RSVP on Yahoo! Upcoming, or view the event on Calagator

Note to newcomers: If you haven’t been to Webtrends before, you might have a difficult time gaining access to the building. Please E-mail me for detailed instructions on how to enter the building, and a phone number you can reach to gain access once inside.

Google Group:

Ed Borasky started a Google group called pdx-visualization. As the name implies, it is a group for Portland-area people interested in languages and techniques for visualization of data.

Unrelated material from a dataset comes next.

PR #598, opened 2022-02-01
DataManagementApi: Creates Auth SPI

### LINKED ISSUE #583: DataManagementApi: Create re-usable authentication/authorization SPI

Innovation in Data Visualization Group on Flickr:

I’ve been collecting interesting data viz photos for a while now and posting them to Flickr. They’re all accessible on my Flickr account in this set. Most pictures contain descriptions and links to the viz sources. If you have any Flickr photos of data viz work you’ve done, or work your find innovative, be sure to add them to the group!

Also check out Aaron Parecki’s GPS Logs and Data Visualizations on Flickr.

Hope to see you all there!



Amber Case, (@caseorganic) is a Cyborg Anthropologist studying the interaction between humans and computers and how our relationship with information is changing the way we think, act, and understand the world around us. She’s obsessed with compressing the space and time it takes to get data from one place to another, especially when the final destination is the mind.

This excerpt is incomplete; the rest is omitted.